Quality of hospital discharge letters for patients at the end of life: A retrospective medical record review

1 INTRODUCTION For patients receiving care in different care settings, information exchange between these settings is important for their safety and for the continuity of care. Such exchange could for example involve the transfer of information from an emergency department to a hospital ward (Horwitz et al., 2009; Wood et al., 2015), from an intensive care unit to a hospital ward (Brown et al., 2018), between attending physicians in hospital wards (Coughlan, 2018; Martin et al., 2018) and between hospital care providers and care providers at home (Flierman et al., 2020). Hospital discharge letters are an important means to ensure continuity of care when patients are admitted and subsequently discharged from the hospital (Berendsen et al., 2009; Haggerty et al., 2003). Several studies have identified deficits in information exchange between hospital physicians and general practitioners (Berendsen et al., 2009; Hesselink et al., 2012; Jones et al., 2015; Kripalani et al., 2007; van Seben et al., 2019). To improve communication during and after a patient's hospitalisation between hospital physicians and general practitioners, professional physicians' associations have developed guidance for information exchange. This has resulted in several standards and guidelines (Australian Commission on Safety and Quality in Health Care, 2012; British Medical Association; Junior Doctors Committee, 2004; Joint Commission International [JCI], 2017). In the Netherlands, the Dutch Association of Medical Specialists and the Dutch Association of General Practitioners jointly developed a guideline for information exchange between general practitioners and medical specialists (HASP) (NHG-FMS-kerngroep Revisie HASP, 2017; Stegmann et al., 2019). Essential elements of information exchange in case hospitalised patients are discharged to go home are as follows (NHG-FMS-kerngroep Revisie HASP, 2017; van Seben et al., 2017): a structured hospital discharge letter that includes information on: reason for admission, comorbidities, assessments, diagnosis and treatment, clinical situation of the patient at the moment of discharge and recommendations about the continuation of care for the general practitioner; this hospital discharge letter should be sent within 24 h after discharge.

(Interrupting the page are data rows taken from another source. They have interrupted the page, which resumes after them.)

PR #113, opened 2022-06-23
PBFT instance-level checkpoints

matejpavlovic:
If correct nodes stop participating in the SB instance protocol immediately after having delivered all batches in a segment,
a minority of nodes might get stuck in higher views if they did not deliver all batches yet,
never finding enough support for finishing a view change.
The high-level checkpoints (encompassing all segments) are not enough to resolve this problem,
because multiple segments can block each other, each with its own majority of nodes that finish it,
but with too few nodes that finished all segments.
If, for example, each segment only has one node that fails to complete it, no high-level checkpoint can be constructed,
as too few nodes will have delivered everything from all the segments.
Thus, local instance-level checkpoints are required, so nodes can catch up on each segment separately.


cmd/mircat/debug.go
```diff
@@ -19,6 +16,8 @@ import (
 	"github.com/filecoin-project/mir/pkg/pb/recordingpb"
 	t "github.com/filecoin-project/mir/pkg/types"
 	"google.golang.org/protobuf/encoding/protojson"
+	"io"
+	"os"
```
sergefdrv, line 20: Why moving these imports here?

pkg/iss/pbftsegmentchkp.go
```diff
@@ -0,0 +1,302 @@
...
+		return
+	}
+
+	// Store Done message
+	chkp.doneMessages[nodeID] = doneMsg
+	strKey := aggregateToString(doneMsg.Digests)
+	chkp.doneMsgIndex[strKey] = append(chkp.doneMsgIndex[strKey], nodeID)
+
+	// If a quorum of nodes has sent a Done message
+	if nodeIDs := chkp.consistent(len(segment.Membership)); nodeIDs != nil {
```
sergefdrv, line 97: Why do we go over the whole `chkp.doneMsgIndex` inside `chkp.consistent` if we know that only `chkp.doneMsgIndex[strKey]` has changed?

pkg/iss/pbftsegmentchkp.go
```diff
@@ -0,0 +1,302 @@
...
+	if pbft.allCommitted() {
+		eventsOut.PushBackList(pbft.sendDoneMessages())
+	}
+
+	// Deliver batch.
+	eventsOut.PushBack(pbft.eventService.SBEvent(SBDeliverEvent(
+		sn,
+		slot.Preprepare.Batch,
+		slot.Preprepare.Aborted,
+	)))
```
sergefdrv, line 299: Do we want to emit `SBDeliver` event even if the digest does not match?

pkg/iss/pbftsegmentchkp.go
matejpavlovic: Good point :-) Fixed.

pkg/iss/pbftsegmentchkp.go
matejpavlovic: Very good catch! Fiexed.

pkg/iss/iss.go
```diff
@@ -776,7 +761,8 @@ func (iss *ISS) initEpoch(newEpoch t.EpochNr) {
 
 	// Set the new epoch number and re-initialize list of orderers.
 	epoch := &epochInfo{
-		Nr: newEpoch,
+		Nr:         newEpoch,
+		Membership: iss.config.Membership, // TODO: Make a proper copy once reconfiguration is supported.
```
sergefdrv, line 765: > TODO: Make a proper copy once reconfiguration is supported

Do you plan to recycle the same ISS module instance for multiple configurations?

cmd/mircat/debug.go
sergefdrv: Hmm, my editor automatically separates built-in imports imports from normal ones since `gofmt -s` doesn't like the other way.

pkg/iss/pbftslot.go
```diff
@@ -93,14 +93,23 @@ func (slot *pbftSlot) advanceState(pbft *pbftInstance, sn t.SeqNr) *events.Event
...
-			eventsOut.PushBack(pbft.eventService.TimerDelay(
-				t.TimeDuration(pbft.config.ViewChangeBatchTimeout),
-				pbft.eventService.SBEvent(PbftViewChangeBatchTimeout(pbft.view, pbft.numCommitted(pbft.view))),
-			))
+		// It will be ignored if any of those values change by the time the timer fires
+		// or if a quorum of nodes confirms having committed all batches.
+		eventsOut.PushBack(pbft.eventService.TimerDelay(
+			t.TimeDuration(pbft.config.ViewChangeBatchTimeout),
+			pbft.eventService.SBEvent(PbftViewChangeBatchTimeout(pbft.view, pbft.numCommitted(pbft.view))),
+		))
```
sergefdrv, line 106: If we have now the end-of-segment checkpoints then why do we start the batch timeout even though all the slots are committed?

pkg/iss/iss.go
matejpavlovic: Potentially, haven't decided yet. I think both options are viable and I'll see what is better only when actually writing the code implementing it. Since ISS itself is modular and basically only creates and destroys instances of sub-protocols, it might make sense to keep the same ISS module, especially since it keeps around data structures that are membership-independent (e.g. log of committed batches, request buckets). If it turns out to be simpler to completely delete the ISS module and create a new one, I'll do that.

For the time being, I'd keep this comment until the decision is made.

pkg/iss/pbftslot.go
matejpavlovic: Because all the slots might be committed only locally. We need the timeout for the situation where only a few nodes committed all slots locally, but not enough to have a stable segment-level checkpoint. In that case, even those that committed all the slots are necessary for starting a view change protocol that the other correct nodes need. Only when the segment-level checkpoint is stable can we start ignoring timers.

That said, technically, it would not be strictly necessary, since there is still the end-of-segment timeout, but continuing with the batch timer seems rather natural to me.

sergefdrv: How about the following?

```go
if !pbft.allCommitted() || !pbft.segmentCheckpoint.Stable(len(pbft.segment.Membership)) {
	eventsOut.PushBack(pbft.eventService.TimerDelay(
		t.TimeDuration(pbft.config.ViewChangeBatchTimeout),
		pbft.eventService.SBEvent(PbftViewChangeBatchTimeout(pbft.view, pbft.numCommitted(pbft.view))),
	))
}
```

matejpavlovic: Technically that check is redundant if one looks purely at correctness, since it still must be repeated when the timer fires. Checking here is an optimization to potentially save ourselves a timer event that we already know will be ignored. But it probably also improves the understandability of the code, showing explicitly that we don't need the timeout if the checkpoint is stable.

Bottom line: I added the check :-)
(I also updated the semantics of "stability" of a segment-level checkpoint to be consistent with iss-level checkpoints and require not only having received a quorum of Done messages, but also having committed all slots. That's why I'm now only checking for checkpoint stability.)

pkg/iss/config.go
```diff
@@ -88,6 +88,13 @@ type Config struct {
 	// Must not be negative.
 	MsgBufCapacity int
 
+	// Number of most recent epochs that are older than the latest stable checkpoint.
+	RetainedEpochs int
```
sergefdrv, line 92: Can you think of a good reason to let a node fall for more than one epoch benind?

matejpavlovic: To avoid false-positives in detecting nodes that fall behind. I expect this parameter to end up being 1, but it might be interesting to experiment with higher values at some point too.

pkg/iss/iss.go
```diff
@@ -605,6 +596,36 @@ func (iss *ISS) applyStableCheckpoint(stableCheckpoint *isspb.StableCheckpoint)
...
+func (iss *ISS) applyPushCheckpoint() (*events.EventList, error) {
+
+	// Schedule the next timer event.
+	// The Repeat function of the Timer is not used here,
+	// because this periodic event cannot be explicitly garbage-collected.
+	eventsOut := events.ListOf(events.TimerDelay(
+		timerModuleName,
+		[]*eventpb.Event{PushCheckpoint()},
+		t.TimeDuration(iss.config.CatchUpTimerPeriod),
+	))
```
sergefdrv, line 608: This potentially delays sending the stable checkpoint up to `CatchUpTimerPeriod`. I think delayed nodes should get assistance as soon as possible, since the more we wait the more delayed they become, and, under high load, by the time they receive the stable checkpoint they may be already too far behind again. 

Moreover, I don't think we can guarantee that the time it takes to finish an epoch is strictly less than `CatchUpTimerPeriod / RetainedEpochs`.

pkg/iss/config.go
sergefdrv: Is it because we artificially chose to create checkpoints at the same pace as we advance through ISS epochs?

matejpavlovic: Not necessarily. Even temporary glitches in a node's performance or network connectivity might make it seem to have fallen behind.

But my main reasoning behind having this parameter is that it costs almost nothing to be able to tune this value instead of having a hard-coded 1. So the very worst case is that it will always be set to 1. And if we do want to try a different value, we have a parameter for it.

sergefdrv: > temporary glitches in a node's performance or network connectivity

... is exactly the case to treat the node as fallen behind, no?

Since the main reason for checkpoints is to perform garbage-collection of protocol history, it doesn't seem particularly useful to keep more of it than up to one stable checkpoint behind.

pkg/iss/iss.go
sergefdrv: The former implementation sent the StableCheckpoint message right away. We could have just added periodic re-transmission of that message. 

Again, under heavy load, it may be too late to try catching up after a few seconds. Namely, if the rest of the system keeps advancing for more than `RetainedEpochs` while waiting for `CatchUpTimerPeriod` before sending StableCheckpoint messages to the delayed node then the delayed node has no chance to catch up.

sergefdrv: Or even without re-transmission, the delayed node would just need to wait until the next stable checkpoint is received in time.

pkg/iss/config.go
sergefdrv: > it costs almost nothing to be able to tune this value

Too many configuration parameters may be confusing for the user.

matejpavlovic: The node with the checkpoint can also experience network connectivity glitches, making it falsely suspect another node to have fallen behind. And as I said, it is very well possible that the parameter will end up being 1 most of the time.

> Too many configuration parameters may be confusing for the user.

I don't think this is a big issue, if the parameter has its default value and the user doesn't ever have to touch it.

Anyway, if you feel strongly about this and want to have a hard-coded 1 instead of the parameter, go ahead and push the change directly to this branch (GH should let you do that), it's fine with me, but pls let's move on in this issue.

pkg/iss/iss.go
matejpavlovic: Fair enough. I still think that even the independent catchup mechanism works in practice and I find it cognitively simpler. But it's true that sending the checkpoint right away helps make the situation you described less likely. Simply periodically re-transmitting the message with the checkpoint could get rather wasteful, should the checkpoint consist of more than just a simple digest. I thus implemented the direct catching up right after the stable checkpoint, but the re-transmission still happens using a periodic internal event upon which the node checks whom to send the checkpoint to.

sergefdrv: Let it be)

pkg/iss/config.go
sergefdrv: Let it be)

pkg/iss/config.go
```diff
@@ -177,6 +190,10 @@ func DefaultConfig(membership []t.NodeID) *Config {
 		LeaderPolicy:                 &SimpleLeaderPolicy{Membership: membership},
 		RequestNAckTimeout:           16,
 		MsgBufCapacity:               32 * 1024 * 1024, // 32 MiB
+		RetainedEpochs:               2,
```
sergefdrv, line 193:
```suggestion
		RetainedEpochs:               1,
```

PR #118, opened 2022-07-04
De-ISS-ize node.go

xosmig:
Remove hardcoded dependencies on ISS from `node.go`, the main entry point of the Mir framework.
Additionally, add the Init event for all modules (previously, it was only sent to a module with id `"iss"`) and add a simple unit test for `node.Run`.


xosmig:
With this PR I hope to kick off the process of de-ISS-ation :)
I think we all agree that Mir should exist beyond ISS.
However, currently, the testing and debugging infrastructure are very ISS-specific and, until this PR, it was impossible to even create a node without the iss module.

matejpavlovic (approved):
👍

PR #119, opened 2022-07-05
Fix creating and removing pre-defined test deployment directory

sergefdrv:
The code in `runIntegrationWithISSConfig` expects the deployment directory under the system temporary directory. Create the test deployment directory there if the test config specifies it explicitly. Moreover, ensure the directory gets removed when the test is over.


matejpavlovic (approved):
👍

PR #122, opened 2022-07-07
Keep resending critical messages in ISS

matejpavlovic:
The only one that was still missing was the checkpoint message.
The rest is either not critical for correctness or already being re-transmitted.

This is just the minimal modification to guarantee correctness of the protocol. Even some non-critical protocol messages might be periodically re-transmitted to avoid view changes in certain cases, but that is future work for another PR.


sergefdrv (approved):
:+1:

PR #263, opened 2012-10-09
Add m1.medium node option to cluster management script.

ghost:
EC2 m1.medium node option is missing in the spark_ec2.py script.


mateiz:
Awesome, thanks.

Guidelines to exchange information between hospital physicians and general practitioners for patients with complex problems, e.g., patients with cancer or older frail patients, include some additional elements. In the HASP, for example, for patients who had a (new) diagnosis of cancer, a time out procedure is recommended to consider all treatment options. No information is given about information exchange addressing end-of-life care for patients with advanced cancer or another life limiting disease.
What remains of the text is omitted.